── PROVIDED DATA

PR #4113, opened 2026-05-13
refactor(serve): 1 daemon = 1 workspace (#3803 §02)

wenshao:
## Summary

Stage 1 (PR #3889, merged) shipped `qwen serve` with M-workspaces-per-daemon routing — a daemon process hosted sessions for arbitrarily many workspaces, keyed by the request's `cwd`. The §02 architectural revision in [`docs/comparison/qwen-code-daemon-design/02-architectural-decisions.md`](https://github.com/wenshao/codeagents/blob/main/docs/comparison/qwen-code-daemon-design/02-architectural-decisions.md) narrows that to **1 daemon = 1 workspace × N sessions**: every daemon binds to one canonical workspace path at boot, and `POST /session` with a mismatched `cwd` returns `400 workspace_mismatch`. Multi-workspace deployments run multiple daemon processes (one per workspace, supervised by systemd / docker-compose / k8s / a `qwen-coordinator` reference orchestrator).

Closes issue #3803 §02.

## Why this change is needed now

Stage 1 was deliberately small-scope, but the routing layer had hidden coupling that gets worse under Stage 2 (in-process) and Stage 4+ (sandboxed):

- `acpAgent.ts:601` does `this.settings = loadSettings(cwd)` on every `newSession` — same-process cross-workspace sessions stomp on each other's settings.
- OAuth refresh-token state is per-process; sharing across workspaces breaks the credential scope.
- MCP server children are spawned per-session with per-workspace config; multi-workspace-in-one-daemon would need refcounting we don't have.
- The Stage 2 in-process refactor and Stage 4+ sandboxed-agent variants both assume a single workspace per process — keeping the bridge multi-workspace today forces us to delete the routing layer at exactly the moment we want stable internals.

Running one daemon per workspace also gives operators the clean failure-isolation story they already expect from systemd / k8s: a wedged workspace doesn't take down the others.

## Scope: what this PR does NOT change

Only the **HTTP daemon** (`qwen serve`) is affected. The PR diff touches zero files in `packages/cli/src/acp-integration/*` or `packages/cli/src/commands/acp.ts`. Concretely:

| Use case | Effect of this PR |
| --- | --- |
[...]

PR #4160, opened 2026-05-14
refactor(serve): extract createInMemoryChannel helper (#4156 A1)

doudouOUC:
## Summary

Sub-PR **A1** of #4156 (Stage 1.5b Mode A daemon). **Pure refactor with zero behavior change.**

Extracts the inline paired NDJSON channel construction (`new TransformStream` × 2 + `ndJsonStream` × 2) that was duplicated across `httpAcpBridge.test.ts` into a production helper `createInMemoryChannel()` at `packages/cli/src/serve/inMemoryChannel.ts`. The helper is added to `serve/index.ts`'s barrel export alongside the rest of the module's public API.

## Why production module (not test-utils)

The `httpAcpBridge.ts:289-294` FIXME explicitly names a future Stage 2 `InProcessAcpChannel` that needs exactly this primitive. Putting it in `serve/` aligns with where `AcpChannel` and the channel factory live. This helper is also a primitive for the future A2 PR's `inProcessAcpBridge.ts`, which will use it to wrap an in-process `QwenAgent` without spawning a `qwen --acp` child (see #4156 §3 decision 1 and §8).

## Why bare API (no exited/crash/kill)

The 11 inline duplicates use only the stream-pair layer; their `exited` / `kill` shapes vary widely (stuck channel / crashable / no-op) and are bespoke to each test scenario. Bundling those into the helper would either pull test-fixture concerns into a production module or force callers into a one-size-fits-all child-process simulation. The SDK's `ndJsonStream` outer wrapper also does not reliably propagate close on `Stream.writable` to the opposite `Stream.readable`, so a `close()` on this helper would have to either expose internals or be silently incomplete.

## Migration scope

10 of 11 inline call sites in `httpAcpBridge.test.ts` migrate cleanly to the new helper:

| Site (line) | Context |
|---|---|
| 638 | `setupForPermission()` factory |
| 947 | permission cancel test factory |
| 1024 | `modelServiceId` setup factory |
| 1221 | model-change FIFO + failure factory |
| 1296 | serialize concurrent model-change factory |
| 1362 | attach-honors-modelServiceId `setupRecording()` |
| 1450 | exited-race / stuck agent factory |
| 1604 | `setupForFs()` (file proxy) factory |
| 1996 | `setSessionModel` setup factory |
| 2096 | session_update events factory |

The 11th site (`makeChannel` at line 151) keeps the inline 4-line construction because its `kill()` closure needs the underlying `ab` / `ba` writables to simulate child-process termination — a 6-line comment above the function explains the asymmetry. The bare helper deliberately does not expose those references; see the helper's JSDoc for the rationale.

## Behavior change

None. All 10 migrated sites' downstream behavior — `AgentSideConnection` construction, `exited` promise shapes, `kill` closures — is preserved verbatim. Only the 4-line stream-pair boilerplate is replaced with a single `createInMemoryChannel()` call.

## Test plan

- [x] New `inMemoryChannel.test.ts`: 5 tests covering bidirectional round-trip, ordering preservation, and bidirectional direction isolation
- [x] `npx vitest run packages/cli/src/serve/inMemoryChannel.test.ts packages/cli/src/serve/httpAcpBridge.test.ts` — 75/75 pass (5 new + 70 existing, identical count and behavior before vs after migration)
- [x] `npx tsc --noEmit -p packages/cli/tsconfig.json` — clean for changed files
- [x] `pre-commit` hook (prettier + eslint) — passed
- [x] Codex review — clean ("straightforward extraction of the existing in-memory stream pairing logic, with no functional regressions or actionable bugs found")

## Stack context

This is the first of 4 stacked sub-PRs in the Phase A plan from #4156:

| Sub-PR | Status | Dependencies |
|---|---|---|
| **A1 (this PR)** | OPEN | none — can land independently |
| A0 | not yet | #4113 must merge first |
| A2 | not yet | A0 + A1 + #4113 |
| A3 | not yet | A2 |

A1 has zero dependency on #4113, so it can review and land in parallel.

---

>
> 补充：合并版实际 ships abort() 原语 + 8 个测试（非 body 所称 bare API / 5 tests / 无 teardown）。

### DIFF
--- a/packages/cli/src/serve/inMemoryChannel.test.ts
+++ b/packages/cli/src/serve/inMemoryChannel.test.ts
@@ -1,0 +1,147 @@
+/**
+ * @license
+ * Copyright 2025 Qwen Team
+ * SPDX-License-Identifier: Apache-2.0
+ */
+
+import { describe, it, expect } from 'vitest';
+import type { AnyMessage } from '@agentclientprotocol/sdk';
+import { createInMemoryChannel } from './inMemoryChannel.js';
+
+/**
+ * Push one JSON-RPC notification onto a `Stream.writable`. The SDK's
+ * `ndJsonStream` encodes the message + appends `\n` so the matching
+ * decoder on the other side can frame it.
+ */
+async function send(
+  writable: WritableStream<AnyMessage>,
+  msg: AnyMessage,
+): Promise<void> {
+  const writer = writable.getWriter();
+  try {
+    await writer.write(msg);
+  } finally {
+    writer.releaseLock();
+  }
+}
+
+/** Read the next single message off a `Stream.readable`. */
+async function recvOne(
+  readable: ReadableStream<AnyMessage>,
+): Promise<AnyMessage> {
+  const reader = readable.getReader();
+  try {
+    const { value, done } = await reader.read();
+    if (done || !value) {
+      throw new Error('stream closed before a frame arrived');
+    }
+    return value;
+  } finally {
+    reader.releaseLock();
+  }
+}
+
+describe('createInMemoryChannel', () => {
+  it('round-trips a frame from client to agent', async () => {
+    const { clientStream, agentStream } = createInMemoryChannel();
+    const sent: AnyMessage = {
+      jsonrpc: '2.0',
+      method: 'ping',
+      params: { n: 1 },
+    };
+    await send(clientStream.writable, sent);
+    const received = await recvOne(agentStream.readable);
+    expect(received).toEqual(sent);
+  });
+
+  it('round-trips a frame from agent to client', async () => {
+    const { clientStream, agentStream } = createInMemoryChannel();
+    const sent: AnyMessage = {
+      jsonrpc: '2.0',
+      method: 'pong',
+      params: { reply: true },
+    };
+    await send(agentStream.writable, sent);
+    const received = await recvOne(clientStream.readable);
+    expect(received).toEqual(sent);
+  });
+
+  it('preserves order across multiple frames in one direction', async () => {
+    const { clientStream, agentStream } = createInMemoryChannel();
+    const writer = clientStream.writable.getWriter();
+    for (let i = 1; i <= 3; i++) {
+      await writer.write({
+        jsonrpc: '2.0',
+        method: 'tick',
+        params: { i },
+      });
+    }
+    writer.releaseLock();
+
+    const reader = agentStream.readable.getReader();
+    const out: AnyMessage[] = [];
+    for (let i = 0; i < 3; i++) {
+      const { value, done } = await reader.read();
+      if (done || !value) throw new Error('unexpected close');
+      out.push(value);
+    }
+    reader.releaseLock();
+
+    expect(out.map((m) => (m as { params: { i: number } }).params.i)).toEqual([
+      1, 2, 3,
+    ]);
+  });
+
+  it('isolates client→agent direction (client write does not echo to client.readable)', async () => {
+    // Sanity check that the channel is truly paired. A buggy
+    // implementation that aliased `ab` to both ends would still pass
+    // the round-trip tests above for one frame but echo the writer's
+    // own messages back on its own readable.
+    const { clientStream, agentStream } = createInMemoryChannel();
+    await send(clientStream.writable, {
+      jsonrpc: '2.0',
+      method: 'client-only',
+    });
+
+    const onAgent = await recvOne(agentStream.readable);
+    expect((onAgent as { method: string }).method).toBe('client-only');
+
+    // Client's own readable must NOT see it. Race a fresh read against
+    // a short timeout — if the channel is correctly paired the read
+    // never resolves on its own.
+    const reader = clientStream.readable.getReader();
+    try {
+      const winner = await Promise.race([
+        reader.read().then(() => 'leaked' as const),
+        new Promise<'isolated'>((res) => setTimeout(() => res('isolated'), 50)),
+      ]);
+      expect(winner).toBe('isolated');
+    } finally {
+      reader.releaseLock();
+    }
+  });
+
+  it('isolates agent→client direction (agent write does not echo to agent.readable)', async () => {
+    // Symmetric counterpart of the previous test — closes the obvious
+    // "wired one direction correctly but not the other" failure mode.
+    const { clientStream, agentStream } = createInMemoryChannel();
+    await send(agentStream.writable, {
+      jsonrpc: '2.0',
+      method: 'agent-only',
+    });
+
+    const onClient = await recvOne(clientStream.readable);
+    expect((onClient as { method: string }).method).toBe('agent-only');
+
+    const reader = agentStream.readable.getReader();
+    try {
+      const winner = await Promise.race([
+        reader.read().then(() => 'leaked' as const),
+        new Promise<'isolated'>((res) => setTimeout(() => res('isolated'), 50)),
+      ]);
+      expect(winner).toBe('isolated');
+    } finally {
+      reader.releaseLock();
+    }
+  });
+});
--- a/packages/cli/src/serve/inMemoryChannel.test.ts
+++ b/packages/cli/src/serve/inMemoryChannel.test.ts
@@ -6,7 +6,10 @@
 
 import { describe, it, expect } from 'vitest';
 import type { AnyMessage } from '@agentclientprotocol/sdk';
-import { createInMemoryChannel } from './inMemoryChannel.js';
+// Import via the barrel rather than the source file so the public API
+// surface (serve/index.ts) is exercised by CI — a typo or missing
+// re-export would otherwise go undetected.
+import { createInMemoryChannel } from './index.js';
 
 /**
  * Push one JSON-RPC notification onto a `Stream.writable`. The SDK's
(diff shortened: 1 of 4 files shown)


packages/cli/src/serve/inMemoryChannel.test.ts
```diff
@@ -0,0 +1,147 @@
...
+    const reader = clientStream.readable.getReader();
+    try {
+      const winner = await Promise.race([
+        reader.read().then(() => 'leaked' as const),
+        new Promise<'isolated'>((res) => setTimeout(() => res('isolated'), 50)),
+      ]);
+      expect(winner).toBe('isolated');
+    } finally {
+      reader.releaseLock();
+    }
```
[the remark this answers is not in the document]
doudouOUC: Good catch — fixed in 374546d2f. The `Promise.race` `read` branch now uses the two-arg `.then(onResolve, onReject)` form so the post-`releaseLock` rejection settles cleanly instead of bubbling up as an unhandled rejection. Reasoning is documented in a comment block above the test logic.

packages/cli/src/serve/inMemoryChannel.ts
```diff
@@ -0,0 +1,48 @@
...
+
+import { ndJsonStream, type Stream } from '@agentclientprotocol/sdk';
+
+/**
+ * Create a paired in-memory NDJSON channel: two `Stream`s connected
+ * back-to-back via two `TransformStream<Uint8Array, Uint8Array>` pairs.
+ * Whatever `clientStream.writable` writes appears on `agentStream.readable`,
+ * and vice versa. Each side is a full ACP `Stream` (via SDK `ndJsonStream`)
+ * so callers can hand them to `ClientSideConnection` / `AgentSideConnection`
+ * exactly as they would a real stdio pair.
```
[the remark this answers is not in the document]
doudouOUC: Fair point — fixed in 374546d2f. The JSDoc now reads "two `TransformStream<Uint8Array, Uint8Array>` instances (one per direction)" which can no longer be misread as "two pairs / 4 streams".

wenshao (approved):
No issues found. LGTM! ✅

Clean refactor — verified end-to-end:
- All 10 migration sites use only `clientStream`/`agentStream` post-construction; `ab`/`ba` references survive only in the deliberately-retained `makeChannel` (whose `kill()` closure needs them), which is locked in by the type system itself.
- 5 new tests cover round-trip (× 2 directions), order preservation, and direction-isolation (× 2 directions). The isolation `Promise.race` against a 50ms timer correctly fails an aliased/echo impl: an early read-rejection settles the race branch to `null`, not `'isolated'`, so the assertion still flags real regressions.
- The post-`releaseLock` rejection handler (two-arg `.then(onResolve, onReject)`) only swallows the cleanup-path rejection that fires AFTER the race settles — does not mask premature-close failures.
- Deterministic checks: `tsc --noEmit` clean, eslint clean, `npm run build` clean, 75/75 vitest pass (5 new + 70 migrated).
- The two prior Copilot review threads (JSDoc "two pairs" wording, isolation-test releaseLock handling) are addressed in 374546d2f.

wenshao (approved):

wenshao (approved):
No issues found. Clean refactor — 10 duplicated inline `TransformStream` + `ndJsonStream` construction sites correctly extracted into a well-documented `createInMemoryChannel()` helper. Thorough JSDoc on design rationale (no lifecycle surface, close propagation limitation). 5 targeted unit tests covering bidirectional round-trip, ordering, and direction isolation. All 75 tests pass (5 new + 70 existing). Deterministic analysis (tsc + eslint) clean on changed files.

packages/cli/src/serve/inMemoryChannel.ts
```diff
@@ -0,0 +1,49 @@
...
+ *
+ *   2. The SDK's `ndJsonStream` outer wrapper does not reliably
+ *      propagate close on `Stream.writable` to the opposite
+ *      `Stream.readable`. Consumers needing to simulate a child exit
+ *      (like the inline `makeChannel` in `httpAcpBridge.test.ts`) hold
+ *      onto their own underlying `TransformStream` references and
+ *      close those directly. A `close()` on this helper would have to
+ *      either expose the same internals or be silently incomplete.
+ */
+export function createInMemoryChannel(): {
```
wenshao, line 52: **[Critical]** `createInMemoryChannel()` discards the underlying `TransformStream` references (`ab`/`ba`) and returns only the `ndJsonStream`-wrapped `Stream` objects. The JSDoc itself admits that `ndJsonStream` does not reliably propagate close on `Stream.writable` to the opposite `Stream.readable`. Without an `abort()` method, consumers cannot reliably tear down channels — hanging readers block GC, leading to silent resource leaks (OOM risk). The existing `makeChannel`'s `kill()` works precisely because it retains `ab`/`ba` before calling `.close()` on both; this helper intentionally denies consumers that same capability. The planned Stage 1.5b in-process bridge (#4156) will need teardown.

```suggestion
export function createInMemoryChannel(): {
  clientStream: Stream;
  agentStream: Stream;
  abort(reason?: unknown): void;
} {
  const ab = new TransformStream<Uint8Array, Uint8Array>();
  const ba = new TransformStream<Uint8Array, Uint8Array>();
  const clientStream = ndJsonStream(ab.writable, ba.readable);
  const agentStream = ndJsonStream(ba.writable, ab.readable);
  return {
    clientStream,
    agentStream,
    abort(reason?: unknown) {
      ab.writable.abort(reason);
      ba.writable.abort(reason);
    },
  };
}
```

`abort()` is the universal teardown primitive — it forces all pending `read()`/`write()` calls to reject immediately and releases resources. Consumers that don't need teardown (most test sites) can ignore it. This avoids pulling test-fixture concerns into a production module because `abort()` is not test-specific (unlike `kill()`); it's a platform-level primitive.

packages/cli/src/serve/index.ts
```diff
@@ -35,3 +35,4 @@ export {
   type BridgeEvent,
   type SubscribeOptions,
 } from './eventBus.js';
+export { createInMemoryChannel } from './inMemoryChannel.js';
```
wenshao, line 38: **[Suggestion]** The barrel `export { createInMemoryChannel }` at this line is never exercised by any test. Both `inMemoryChannel.test.ts` (line 9) and `httpAcpBridge.test.ts` (line 42) import directly from `./inMemoryChannel.js`, bypassing the public API path. A typo or missing re-export here would go undetected in CI.

```suggestion
// In inMemoryChannel.test.ts, change:
import { createInMemoryChannel } from './inMemoryChannel.js';
// to:
import { createInMemoryChannel } from '../serve/index.js';
```

This exercises the public API surface and catches barrel export issues.

wenshao (changes requested):

packages/cli/src/serve/inMemoryChannel.ts
doudouOUC: Adopted in 83d36c00d. The helper now returns `{ clientStream, agentStream, abort(reason?) }`.

A subtlety worth noting in the implementation (documented in updated JSDoc): the SDK's `ndJsonStream` outer wrapper translates the underlying byte-level abort into a clean `{done: true}` signal at the message layer rather than propagating the rejection. So consumers see `read()` resolve with done, not reject — but the teardown invariant you flagged (pending operations no longer hang, GC unblocked) holds either way. Inner-level rejection with the supplied reason still works for callers who hold their own `TransformStream` references. Verified by 3 new unit tests covering settlement, idempotency, and no-reason variants.

Thanks for catching this — the previous bare API would have forced A2's in-process bridge to recreate the same boilerplate that A1 set out to eliminate.

packages/cli/src/serve/index.ts
doudouOUC: Adopted in 83d36c00d. `inMemoryChannel.test.ts:9` now imports from `./index.js` (the barrel) instead of `./inMemoryChannel.js` (the source file directly), so the public API surface is exercised by every helper test and a missing/broken re-export would fail CI immediately. Migration of the 10 sites in `httpAcpBridge.test.ts` was deliberately left on the source-file import — those tests are colocated with the bridge and share its `httpAcpBridge.ts` source-file relative imports for consistency, so routing them through the barrel would be inconsistent with the surrounding file.

wenshao (approved):
No issues found. LGTM! ✅

Both points from the prior CHANGES_REQUESTED on `374546d2f` are addressed in `83d36c00d`:

1. **abort() teardown primitive** — `createInMemoryChannel()` now returns `{ clientStream, agentStream, abort(reason?) }`. Implementation calls `WritableStream.abort()` on both `TransformStream`s and swallows the expected post-abort rejections. JSDoc documents the settlement-shape subtlety (SDK's `ndJsonStream` outer wrapper translates the inner reject into a clean `{done: true}` at the message layer) and the rationale for exposing `abort` rather than `close`.
2. **Barrel export exercised by CI** — `inMemoryChannel.test.ts:12` now imports from `./index.js` (the barrel), so a missing/broken re-export will fail CI immediately. The 10 migration sites in `httpAcpBridge.test.ts` continue to import from the source file by intent (colocated package internals).

Local verification on `83d36c00d`:

| Check | Result |
|---|---|
| `inMemoryChannel.test.ts` | 8/8 pass (3 new abort-specific: settle-pending-readers, idempotency, no-reason) |
| Flakiness × 10 runs (100ms abort race) | 10/10 clean |
| `httpAcpBridge.test.ts` (10 migrated sites) | 70/70 pass |
| ESLint `--max-warnings 0` on changed files | clean |
| `tsc --noEmit` on changed files | clean (27 unrelated errors exist on `main` too — stale `packages/core/dist`) |
| Full cli suite | 5986 pass; 10 fail = all reproduce on `main` (8× `channel/config-utils` from stale `channels/base/dist`, 1× `doctorChecks` Node-20-vs-22 env, 1× flaky `languageCommand`) |

The `abort()` primitive resolves the teardown-hang risk the helper had as a pure-construction utility, and the barrel-routed test import closes the public-API-surface gap. Ready to merge.

_— claude-opus-4-7 via Claude Code_

wenshao (approved):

────

WHAT THE TASK ASKS:
Please make an exact copy of the lines above from the line with "## Stack context" through the line with "frame from agent", both ends included.

RESPONSE AREA:
## Stack context

This is the first of 4 stacked sub-PRs in the Phase A plan from #4156:

| Sub-PR | Status | Dependencies |
|---|---|---|
| **A1 (this PR)** | OPEN | none — can land independently |
| A0 | not yet | #4113 must merge first |
| A2 | not yet | A0 + A1 + #4113 |
| A3 | not yet | A2 |

A1 has zero dependency on #4113, so it can review and land in parallel.

---

>
> 补充：合并版实际 ships abort() 原语 + 8 个测试（非 body 所称 bare API / 5 tests / 无 teardown）。

### DIFF
--- a/packages/cli/src/serve/inMemoryChannel.test.ts
+++ b/packages/cli/src/serve/inMemoryChannel.test.ts
@@ -1,0 +1,147 @@
+/**
+ * @license
+ * Copyright 2025 Qwen Team
+ * SPDX-License-Identifier: Apache-2.0
+ */
+
+import { describe, it, expect } from 'vitest';
+import type { AnyMessage } from '@agentclientprotocol/sdk';
+import { createInMemoryChannel } from './inMemoryChannel.js';
+
+/**
+ * Push one JSON-RPC notification onto a `Stream.writable`. The SDK's
+ * `ndJsonStream` encodes the message + appends `\n` so the matching
+ * decoder on the other side can frame it.
+ */
+async function send(
+  writable: WritableStream<AnyMessage>,
+  msg: AnyMessage,
+): Promise<void> {
+  const writer = writable.getWriter();
+  try {
+    await writer.write(msg);
+  } finally {
+    writer.releaseLock();
+  }
+}
+
+/** Read the next single message off a `Stream.readable`. */
+async function recvOne(
+  readable: ReadableStream<AnyMessage>,
+): Promise<AnyMessage> {
+  const reader = readable.getReader();
+  try {
+    const { value, done } = await reader.read();
+    if (done || !value) {
+      throw new Error('stream closed before a frame arrived');
+    }
+    return value;
+  } finally {
+    reader.releaseLock();
+  }
+}
+
+describe('createInMemoryChannel', () => {
+  it('round-trips a frame from client to agent', async () => {
+    const { clientStream, agentStream } = createInMemoryChannel();
+    const sent: AnyMessage = {
+      jsonrpc: '2.0',
+      method: 'ping',
+      params: { n: 1 },
+    };
+    await send(clientStream.writable, sent);
+    const received = await recvOne(agentStream.readable);
+    expect(received).toEqual(sent);
+  });
+
+  it('round-trips a frame from agent to client', async () => {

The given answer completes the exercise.